Dog Poets
There are love dogs
no one knows the names of,
give your life to be one of them!
Rumi
We're a scruffy pack, brothers and sisters howling to one another across mountains, rivers, deserts, forests and canyons, ice floes and corn fields. We are a land of immigrants and so our poetry is as diverse as there are cultures within our culture. What do we have in common? We share a love of our language, American English, and our language is as mongrel as we are, with wild eyes and strong hind legs it will eat anything and make it a feast. We feed it our lives, our insomniac musings and querulous questions. We sing in the music of our language, with barks and yips, low growls and whimpers. We are antic and romantic, we will fetch the ball until we collapse, we believe our muse will always come back. We bite, we beg, we brandish our teeth, we lie down near the fire and dream.
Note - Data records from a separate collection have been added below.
PR #227, opened 2024-11-06
chore: removed duplicate django constraint

Asespinel:
**Description**

This PR simply erases one duplicate constraint in eox tenant

### DIFF
--- a/requirements/constraints.txt
+++ b/requirements/constraints.txt
@@ -8,7 +8,6 @@
 # pin when possible.  Writing an issue against the offending project and
 # linking to it here is good.
 
-Django<5
 
 # Common constraints for Open edX repos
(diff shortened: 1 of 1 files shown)


BryanttV (approved):

mariajgrimaldi (changes requested):
Running `make upgrade` after this change shouldn't have much impact besides removing this reference: https://github.com/eduNEXT/eox-tenant/blob/602e6b0e8a56805d0e2e5349546a4d9703d228fb/requirements/base.txt#L35. You can ignore other requirement upgrades for the sake of this PR.

mariajgrimaldi (approved):

BryanttV (approved):

PR #246, opened 2025-08-21
feat: added base allowed application

DeimerM:
A base allowed application list has been added to avoid issues with studio and aspects login

### DIFF
--- a/eox_tenant/constants.py
+++ b/eox_tenant/constants.py
@@ -5,7 +5,7 @@ LMS_ENVIRONMENT = getattr(settings, "SERVICE_VARIANT", None) == "lms"
 CMS_ENVIRONMENT = getattr(settings, "SERVICE_VARIANT", None) == "cms"
 LMS_CONFIG_COLUMN = "lms_configs"
 CMS_CONFIG_COLUMN = "studio_configs"
-BASE_ALLOWED_APPLICATIONS = [
+DEFAULT_ALLOWED_AUTH_APPLICATIONS = [
     "cms-sso",
     "cms-sso-dev"
 ]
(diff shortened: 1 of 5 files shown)


eox_tenant/constants.py
```diff
@@ -5,3 +5,9 @@
 CMS_ENVIRONMENT = getattr(settings, "SERVICE_VARIANT", None) == "cms"
 LMS_CONFIG_COLUMN = "lms_configs"
 CMS_CONFIG_COLUMN = "studio_configs"
+BASE_ALLOWED_APPLICATIONS = [
+    "cms-sso",
+    "cms-sso-dev",
+    "superset-sso",
```
magajh, line 11: I'm fine with CMS as the base allowed application, but I don't think aspects should be in the defaults. Many instances don't use aspects, so I think it would be better to keep CMS as the default and make instances explicitly add the setting when they need aspects

magajh (commented):
Thanks @DeimerM

eox_tenant/constants.py
magajh: My reasoning is that CMS/Studio is present in all instances. But Aspects is a separate and optional service, not part of the core platform, and not used by many instances. I think it's cleaner to only configure settings for services that are actually present, rather than having default configurations for optional services that may not be installed

magajh (dismissed):
Let's please fix the name of the constant before merging

Asespinel (dismissed):
LGTM

eox_tenant/constants.py
```diff
@@ -5,3 +5,9 @@
 CMS_ENVIRONMENT = getattr(settings, "SERVICE_VARIANT", None) == "cms"
 LMS_CONFIG_COLUMN = "lms_configs"
 CMS_CONFIG_COLUMN = "studio_configs"
+BASE_ALLOWED_APPLICATIONS = [
```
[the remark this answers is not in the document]
DeimerM: Done!

Asespinel (approved):

Asespinel (approved):

magajh (approved):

We are Whitman's leaves of grass, and Dickenson's formal feeling come. We are Ginsberg's beard and O'Hara's top hat. We are Sexton's pale legs and lit cigarette. We are Plath's gold bees and hospital tulips. We are Langston Hughes's weary blues and Bukowski's brawling, sprawling drawling let's go to the races and see all the faces and bet on the horse with the ugliest name. We are Roethke's sister crying into the leaves and Levertov's sad brothers gone to war. We are Ammons's garbage, glittering in the sun, stinking to high heaven. We are dogs on the run and we don't like the leash. We don't trust the cops. We prowl, we yowl, we foul the floor. But give us a bowl of water, a bone, touch our rain-darkened fur, and we will croon you an American song.